PROBLEM DESCRIPTION — Of the lines below, write out exactly those from the line with "PR #12882, opened 2024-07-09" through the line with "When transmitting tsfile, an", both included, and skip the rest.

*** Opening of PROVIDED DATA ***

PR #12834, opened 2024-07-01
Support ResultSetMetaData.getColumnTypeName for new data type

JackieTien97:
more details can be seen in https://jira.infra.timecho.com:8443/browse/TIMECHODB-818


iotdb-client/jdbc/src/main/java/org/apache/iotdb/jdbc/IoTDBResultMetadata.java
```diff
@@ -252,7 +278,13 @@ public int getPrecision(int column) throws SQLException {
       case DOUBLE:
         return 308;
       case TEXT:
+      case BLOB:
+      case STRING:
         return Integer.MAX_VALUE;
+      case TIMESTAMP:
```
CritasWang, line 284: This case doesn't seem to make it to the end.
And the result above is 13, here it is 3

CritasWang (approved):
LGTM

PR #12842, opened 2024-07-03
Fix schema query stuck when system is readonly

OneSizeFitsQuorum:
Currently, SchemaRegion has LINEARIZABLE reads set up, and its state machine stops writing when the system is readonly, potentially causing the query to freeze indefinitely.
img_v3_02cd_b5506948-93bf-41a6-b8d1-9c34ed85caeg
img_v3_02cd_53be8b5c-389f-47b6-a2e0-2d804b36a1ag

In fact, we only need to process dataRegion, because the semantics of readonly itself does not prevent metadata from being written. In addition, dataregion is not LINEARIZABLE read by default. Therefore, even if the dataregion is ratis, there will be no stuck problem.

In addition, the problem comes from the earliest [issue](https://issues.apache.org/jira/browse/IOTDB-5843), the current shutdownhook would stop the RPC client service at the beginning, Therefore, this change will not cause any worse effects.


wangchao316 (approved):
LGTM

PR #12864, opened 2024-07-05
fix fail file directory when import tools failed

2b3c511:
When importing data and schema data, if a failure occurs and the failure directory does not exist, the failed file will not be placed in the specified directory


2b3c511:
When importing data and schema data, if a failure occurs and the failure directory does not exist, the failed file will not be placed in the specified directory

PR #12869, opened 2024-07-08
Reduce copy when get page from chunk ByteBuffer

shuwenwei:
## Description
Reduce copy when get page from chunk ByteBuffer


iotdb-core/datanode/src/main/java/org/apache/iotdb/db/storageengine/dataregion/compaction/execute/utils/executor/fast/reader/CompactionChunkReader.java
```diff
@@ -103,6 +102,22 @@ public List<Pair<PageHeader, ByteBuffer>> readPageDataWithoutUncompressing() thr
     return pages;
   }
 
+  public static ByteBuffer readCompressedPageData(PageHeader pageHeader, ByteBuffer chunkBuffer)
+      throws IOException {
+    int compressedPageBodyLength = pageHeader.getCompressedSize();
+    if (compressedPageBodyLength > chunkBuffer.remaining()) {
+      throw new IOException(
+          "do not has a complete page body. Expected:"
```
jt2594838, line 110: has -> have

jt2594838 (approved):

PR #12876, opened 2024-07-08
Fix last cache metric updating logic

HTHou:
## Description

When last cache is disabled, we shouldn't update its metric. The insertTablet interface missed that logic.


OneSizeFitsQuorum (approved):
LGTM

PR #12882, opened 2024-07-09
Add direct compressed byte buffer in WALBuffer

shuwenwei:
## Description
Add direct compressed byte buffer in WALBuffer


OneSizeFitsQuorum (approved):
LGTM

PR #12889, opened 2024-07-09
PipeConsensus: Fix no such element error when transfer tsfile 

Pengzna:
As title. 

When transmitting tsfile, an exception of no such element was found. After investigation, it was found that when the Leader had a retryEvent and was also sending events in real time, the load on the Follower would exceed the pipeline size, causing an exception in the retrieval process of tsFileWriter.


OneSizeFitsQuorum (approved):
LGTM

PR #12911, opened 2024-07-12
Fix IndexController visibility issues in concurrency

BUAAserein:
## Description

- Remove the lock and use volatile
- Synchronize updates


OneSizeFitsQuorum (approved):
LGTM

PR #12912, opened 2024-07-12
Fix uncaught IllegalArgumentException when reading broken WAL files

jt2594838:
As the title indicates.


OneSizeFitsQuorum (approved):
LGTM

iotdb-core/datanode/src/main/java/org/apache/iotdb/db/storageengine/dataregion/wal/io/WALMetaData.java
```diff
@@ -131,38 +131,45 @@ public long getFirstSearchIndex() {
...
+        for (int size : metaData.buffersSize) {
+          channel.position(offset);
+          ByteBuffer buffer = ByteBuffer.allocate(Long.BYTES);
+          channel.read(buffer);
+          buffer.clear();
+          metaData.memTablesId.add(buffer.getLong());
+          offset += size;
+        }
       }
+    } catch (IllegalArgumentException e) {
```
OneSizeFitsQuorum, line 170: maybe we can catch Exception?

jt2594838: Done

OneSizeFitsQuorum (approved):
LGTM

*** Close of PROVIDED DATA ***

WORKED SOLUTION —
PR #12882, opened 2024-07-09
Add direct compressed byte buffer in WALBuffer

shuwenwei:
## Description
Add direct compressed byte buffer in WALBuffer


OneSizeFitsQuorum (approved):
LGTM

PR #12889, opened 2024-07-09
PipeConsensus: Fix no such element error when transfer tsfile 

Pengzna:
As title. 

When transmitting tsfile, an exception of no such element was found. After investigation, it was found that when the Leader had a retryEvent and was also sending events in real time, the load on the Follower would exceed the pipeline size, causing an exception in the retrieval process of tsFileWriter.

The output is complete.